|
|
|
|
|
by thesz
254 days ago
|
|
We are talking about cache friendliness here, including compact data representation. B-trees algorithm requires leaf nodes to be filled up to some prespecified fill factor, usually from 50% to 70%. This is not compact by any measures. Both LSM trees and COLA allow for much more compact storage.
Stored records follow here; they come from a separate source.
PR #596, opened 2023-12-24
Personalized HoP's locker

ps3moira:
## About the PR

Added a little picture of Ian taped inside HoP's locker.
## Why / Balance

It's hard to keep track of how much Ian's grown since he was a pup 😭 
## Media
image

- [X] I have added screenshots/videos to this PR showcasing its changes ingame

## Breaking changes

It breaks my heart to see how much he's grown...
**Changelog**
:cl:
- tweak: Changed the inside of HoP's locker.


leonardo-dabepis:
perfect 😃

Resources/Textures/Structures/Storage/closet.rsi/meta.json
DebugOk, line 1: Why is this file being touched?

VMSolidus (changes requested):
If we want to start making changes to upstream items like this, we generally should either submit a PR upstream, or use a migration to create a DV-LockerHeadofPersonnel. At which point by doing so, the contributor in question would be taking responsibility for maintaining the item. If you wish to do the latter, I would be willing to approve this PR in such a case, otherwise this should be closed and brought upstream. 

The advantage of an item migration is that it would give us full and complete control over everything we want to do with it, and we wouldn't have to worry about complicating upstream merges. The downside of course is that it adds a burden for maintainers here to keep items up to date with new upstream components.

They also pretty cache friendly in the "cache oblivious" sense. |
|
B-tree fill factors are a parameter that can be tuned to avoid extra splits depending on your insertion patterns, an in-memory variant doesn't need to be tuned like a disk-based variation.
Also nothing preventing the "bottom" of an LSM variation to be a dense B-tree like structure that just gets less updates.
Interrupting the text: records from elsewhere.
PR #598, opened 2023-12-24
death to eorg

deltanedas:
## About the PR
- change from ExplodeOnTrigger to Explosive being removed, now even welderbombing should be impossible
- OnUseTimerTrigger is now nuked so you cant use flashbang/stingers (SHITSEC)
- Flash is nuked so you cant use Z with flash (SHITSEC)
- refactor to use proxy methods pro


DebugOk (approved):
Honestly still hate this code, but people still cant behave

The COLA paper also never mentions threading, an in-memory B-tree should scale better with size if there is multi-threading while I don't see an easy way to avoid big locks with COLA, maybe why the COLA paper was from 2000 and we haven't seen much additional development on it? (LSM-tree's work beautifully of course but then you basically have the double-space issue like with semi-space garbage collectors).
In the end, what you choose is dependent on your application and patterns, COLA is a clever structure that probably shines in some scenarios.
Like my scenario was a mostly heavy on consecutive insertions as well as lookups of potentially arbitrary compound keys, perfect for cola like since those are cheap.